Does anyone want a meeting in December or call it off for the year due to Holiday/vacation time for the kids?


----------



## kwc1974 (Jan 4, 2006)

yes we need to have a meeting, we have a lot to discuss. With tne new website, the April collection trip, many topics to deal with.

As well as any members who did not join us in Atlanta, give them a breifing.

Lets get through T-day and we can discuss timing on the December meeting.


----------



## davemonkey (Mar 29, 2008)

Yes, I also would like to have a meeting in December. Any day/time except the 20th-28th.

Bhushan, I've got that Arthraxon stem growing for you. It's much easier than I thought it would be. I can hang onto it until the meeting or you can get it from me whenever you are ready. Just let me know.

I'm heading over to The old man's (Glenn) house this Saturday at 10am to watch him set up his CO2 and steal some of his plants.  

-Dave


----------



## The old man (Apr 12, 2008)

December meeting is good for me. I'll bring pics of Davemonkey crawling into my stand to wedge my new filter in place.


----------



## HoustonFishFanatic (Feb 26, 2007)

davemonkey said:


> Yes, I also would like to have a meeting in December. Any day/time except the 20th-28th.
> 
> Bhushan, I've got that Arthraxon stem growing for you. It's much easier than I thought it would be. I can hang onto it until the meeting or you can get it from me whenever you are ready. Just let me know.
> 
> ...


Thanks Dave! I will get you C.retrospiralis next time.

Bhushan


----------



## msenske (Feb 4, 2005)

ADG's doors are wide open for the NASH meeting.


----------



## TNguyen (Mar 20, 2005)

msenske said:


> ADG's doors are wide open for the NASH meeting.


Thanks Mike! ADG has been very kind to NASH. I'll get with the NASH team.


----------



## Ajax (Apr 3, 2006)

So have we set a date for the meeting yet? Also is anyone looking for any plants?

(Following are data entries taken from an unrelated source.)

PR #463, opened 2022-03-23
feat: Remove async loading of theme so that hot reload works

ptbrowne:
Previously, we had a dark theme and a federal theme and the dark theme could
be asynchronously loaded via a query param. Since we removed the dark theme,
we are only left with one theme so async loading does not make sense.

Also, with async loading, hot reload was not working with the theme, we had
to reload the page after changes to the theme.﻿


bprusinowski (approved):
👌

PR #754, opened 2022-09-30
fix: Pie chart initialization

### LINKED ISSUE #719: Error when visualizing the EIV data as a scatterplot or pie chart

bprusinowski:
Fixes #719.

This PR updates the pie chart to also use geoDimension when it's initialized. Also there is a correction to possible chart types logic.


ptbrowne:
Do you think it would make sense to add a test to check the chart initialization logic ? Like open the editor for the dataset and checking that all the possible chart types button are not disabled ?

bprusinowski:
I think a test is definitely a good idea, but I wonder if this should be an e2e test, or would a unit test be enough – I am not sure if there is benefit in having an e2e test for a given dataset, when the logic to display the buttons is solely dependent on one function (`getPossibleChartType`)?

ptbrowne:
If the original issue would have been caught by an unit test, I think this is the best way to go :)

PR #757, opened 2022-10-04
fix: Migrate chart config in embed mode

bprusinowski:


app/pages/embed/[chartId].tsx
```diff
@@ -26,7 +27,18 @@ export const getServerSideProps: GetServerSideProps<PageProps> = async ({
...
+        status: "found",
+        config: {
+          ...config,
+          data: {
+            ...config.data,
+            chartConfig: migrateChartConfig(config.data.chartConfig),
+          },
+        },
+      },
+    };
```
Comment (ptbrowne) [inline app/pages/embed/[chartId].tsx:41]: Could we have the migration directly in getConfig ? This way we would not have to repeat it everywhere we use getConfig ?

ptbrowne (approved):

Issue #734, opened 2022-09-22
Colored Map with Ordinal Scale Measure


sosiology:
### User Story
As a user I would like to show a colored map from my ordinal scale measure (e.g. low, medium, high).\

### Definition of Done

I will have some E. tennellus, R. nanjenshan, R. 'green', R. macradra green, L. 'cuba' & maybe a few others depending on when we have it.


----------



## kwc1974 (Jan 4, 2006)

Looking like this weekend just trying to Nail down a location.


----------



## Navarro (Feb 12, 2004)

Saturday DECEMBER 6 at noon I spoke to Mike today and he said is OK as long as we do it at noon.
Luis


----------



## kwc1974 (Jan 4, 2006)

Thanks Luis

I called Mik, no call back.


----------



## Navarro (Feb 12, 2004)

Ajax said:


> R. 'green', R. macradra green.


I will take those if you still have them.
Luis


----------



## Navarro (Feb 12, 2004)

kwc1974 said:


> Thanks Luis
> 
> I called Mik, no call back.


He told me you did and he was busy so I went ahead and post.


----------



## Paul Higashikawa (Mar 18, 2004)

Cool beans, we got a meeting!

I can bring some trimmings as well! 

Maybe some HC, flame moss, and other cool crap


----------



## davemonkey (Mar 29, 2008)

I just marked my calendar.  Can someone post the address so I can MapQuest the directions? 

-Dave


----------



## TNguyen (Mar 20, 2005)

davemonkey said:


> I just marked my calendar.  Can someone post the address so I can MapQuest the directions?
> 
> -Dave


http://aquariumdesigngroup.com/

The address is on the contact tab. See you there!


----------



## TNguyen (Mar 20, 2005)

Paul Higashikawa said:


> Cool beans, we got a meeting!
> 
> I can bring some trimmings as well!
> 
> Maybe some HC, flame moss, and other cool crap


I'm anxious to see what kind of cool CRAP you gonna bring.


----------



## Spyke1969 (Dec 3, 2004)

Sweet, I was really hoping for a meeting. I need some trimmings, I was wiped out after the storm.


----------



## ttran (Feb 19, 2008)

I'll come to the meeting? What's time on Dec 6? 1PM?


----------



## TNguyen (Mar 20, 2005)

ttran said:


> I'll come to the meeting? What's time on Dec 6? 1PM?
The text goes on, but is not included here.